[Collected data]
= = = = = = =

PR #701, opened 2026-03-28
Add bitvector types (bv8, bv16, bv32, bv64) to Laurel

tautschnig:
Introduce explicit bitvector types in Laurel so that front-ends can use them directly rather than encoding them as constrained integer types.

- Add TBv(size) to HighType with equality support
- Add bv8, bv16, bv32, bv64 grammar rules in LaurelGrammar.st
- Translate to Core's LMonoTy.bitvec in LaurelToCoreTranslator
- Add formatting and fix exhaustive match in ToLaurelTest


Strata/Languages/Laurel/Grammar/LaurelGrammar.st
```diff
@@ -9,6 +9,10 @@ op boolType : LaurelType => "bool";
 op realType : LaurelType => "real";
 op float64Type : LaurelType => "float64";
 op stringType : LaurelType => "string";
+op bv8Type : LaurelType => "bv8";
+op bv16Type : LaurelType => "bv16";
+op bv32Type : LaurelType => "bv32";
+op bv64Type : LaurelType => "bv64";
```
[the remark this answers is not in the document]
tautschnig: The fixed set matches Core's predefined widths and is the right level of abstraction for now.

Strata/Languages/Laurel/LaurelFormat.lean
```diff
@@ -52,6 +52,7 @@ def formatHighTypeVal : HighType → Format
   | .TReal => "real"
   | .TString => "string"
   | .THeap => "Heap"
+  | .TBv n => s!"bv{n}"
```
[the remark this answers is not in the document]
tautschnig: The current formatting is fine. Unsupported widths can only arise programmatically, and the formatter is primarily for debugging/display, not round-tripping.

Strata/Languages/Laurel/Grammar/ConcreteToAbstractTreeTranslator.lean
```diff
@@ -92,6 +92,10 @@ partial def translateHighType (arg : Arg) : TransM HighTypeMd := do
     | q`Laurel.float64Type, _ => return mkHighTypeMd .TFloat64 md
     | q`Laurel.realType, _ => return mkHighTypeMd .TReal md
     | q`Laurel.stringType, _ => return mkHighTypeMd .TString md
+    | q`Laurel.bv8Type, _ => return mkHighTypeMd (.TBv 8) md
+    | q`Laurel.bv16Type, _ => return mkHighTypeMd (.TBv 16) md
+    | q`Laurel.bv32Type, _ => return mkHighTypeMd (.TBv 32) md
+    | q`Laurel.bv64Type, _ => return mkHighTypeMd (.TBv 64) md
     | q`Laurel.coreType, #[.ident _ name] => return mkHighTypeMd (.TCore name) md
```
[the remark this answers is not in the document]
tautschnig: Fixed — replaced the hardcoded type list with a generic message that won't go stale as new types are added.

Strata/Languages/Laurel/Grammar/ConcreteToAbstractTreeTranslator.lean
```diff
@@ -92,6 +92,10 @@ partial def translateHighType (arg : Arg) : TransM HighTypeMd := do
     | q`Laurel.float64Type, _ => return mkHighTypeMd .TFloat64 md
     | q`Laurel.realType, _ => return mkHighTypeMd .TReal md
     | q`Laurel.stringType, _ => return mkHighTypeMd .TString md
+    | q`Laurel.bv8Type, _ => return mkHighTypeMd (.TBv 8) md
```
keyboardDrummer: Could we abstract over the amount of bits? Also, I think the right default SMT encoding is to use an `int` with constraints, not an SMT bitvector. Until Core supports that, can we really define this with the correct verification behavior in Laurel? Right now I think the front-ends can't use these types because of the default SMT bitvector behavior, so it seems confusing to add them.

Also, should we think about this end-to-end? How will users indicate what SMT encoding they want to use for particular variables? Can we infer the probably best encoding based on which operators the variables are applied to? My guess would be that a good heuristic is that if no bit specific operators are used, use an int and otherwise a bv.

tautschnig: > Could we abstract over the amount of bits?

In principle we could, but then Core has hard-coded bit widths only (I don't know why). So it would require a change in Core first.

> Also, I think the right default SMT encoding is to use an `int` with constraints, not an SMT bitvector.

Why do you believe this to be the case?

> Until Core supports that, can we really define this with the correct verification behavior in Laurel? Right now I think the front-ends can't use these types because of the default SMT bitvector behavior, so it seems confusing to add them.

I have a changed queued up to add transforms between constrained types and bitvectors, but then it only makes sense to add that if we have tests (#656) and language support (this PR) in the first place.

> Also, should we think about this end-to-end? How will users indicate what SMT encoding they want to use for particular variables? Can we infer the probably best encoding based on which operators the variables are applied to? My guess would be that a good heuristic is that if no bit specific operators are used, use an int and otherwise a bv.

I'd love to conduct all these experiments, but it seems impossible to do them when we don't have the necessary infrastructure in place first.

keyboardDrummer: > > Could we abstract over the amount of bits?
> 
> In principle we could, but then Core has hard-coded bit widths only (I don't know why). So it would require a change in Core first.

Okay. What I see from this PR is that Core has `LMonoTy.bitvec n`. In what way does it only support hard-coded bit widths?

> > Also, I think the right default SMT encoding is to use an `int` with constraints, not an SMT bitvector.
> 
> Why do you believe this to be the case?

I think the common case is one where the user-program wants to prove that the integer operations are not overflowing. After knowing that, it wants to prove other properties about these now effectively unbounded integers. To reason about unbounded integers, it seems simplest to use lemma's that operate on these instead of converting the integers to bit arrays and using lemma's for those.

For cases where you want to rely on bit level properties like bit shifting or bit-wise logical operators, I'm guessing that using bv SMT theory works better. For cases where the user wants to rely on overflows, I'm not sure what the best approach is, bvs or NLA with `%`.

> > Until Core supports that, can we really define this with the correct verification behavior in Laurel? Right now I think the front-ends can't use these types because of the default SMT bitvector behavior, so it seems confusing to add them.
> 
> I have a changed queued up to add transforms between constrained types and bitvectors, but then it only makes sense to add that if we have tests (#656) and language support (this PR) in the first place.

The pipeline I think we should have is:
1. Front-ends use Laurel BV types for any integers that fit them. They use constrained types only for properties that BV types can't handle, like a number being non-negative.
2. Somewhere in the Core->SMT pipeline, an analysis determines whether Core BV types should use SMT integer or BV theory.

Without (2), I don't see how we can do (1). Also, I don't see a use-case for translating Laurel constrained integers to BV types, since those constrained types should only be used for things that can't be expressed using a BV type anyways, like `nat`.

atomb: I can provide some context here. The DDM makes it difficult to define a type that's parameterized by a natural (at least if we're letting the DDM do type checking). So at the syntactic level of a single dialect, we need to choose a specific set of widths. However, I'd hope we might be able to relax that DDM restriction eventually. And, in anticipation of that, and to make all the internal code simpler, I'd prefer to move to a parameterized form as quickly as possible. So I'd support arbitrary-width bit vectors in Laurel's types, even if there's no syntax for most of them right now.

keyboardDrummer: I think on the Laurel side using the DDM for parsing `bv n` wouldn't be a problem. Laurel only uses `category` and `op` and not `type` or `function` from the DDM.

atomb (dismissed):
It'd be nice to have arbitrary bitvector sizes at the Laurel concrete syntax level, but we could add that later, as needed. The fact that arbitrary widths are supported internally is more important.

keyboardDrummer:
It's still unclear to me why we couldn't have arbitrary bit width types at the Laurel level. It seems like at least the Core types support it. @keyboardDrummer-bot can you comment on whether the above is possible? Don't update the PR but feel free to try out this change locally.

tautschnig:
@keyboardDrummer-bot Could you please implement what you experimented with and push this change onto the branch? Thank you!

keyboardDrummer:
@keyboardDrummer-bot please resolve the merge conflicts as well

tautschnig:
@keyboardDrummer-bot It seems there are test failures after your merge from main.

keyboardDrummer (approved):

atomb (approved):
Love it!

= = = = = = =

#### PROBLEM STATEMENT:
Look through the data above. Find each line with the string "LaurelType" and copy it.

#### TASK SOLUTION:
@@ -9,6 +9,10 @@ op boolType : LaurelType => "bool";
 op realType : LaurelType => "real";
 op float64Type : LaurelType => "float64";
 op stringType : LaurelType => "string";
+op bv8Type : LaurelType => "bv8";
+op bv16Type : LaurelType => "bv16";
+op bv32Type : LaurelType => "bv32";
+op bv64Type : LaurelType => "bv64";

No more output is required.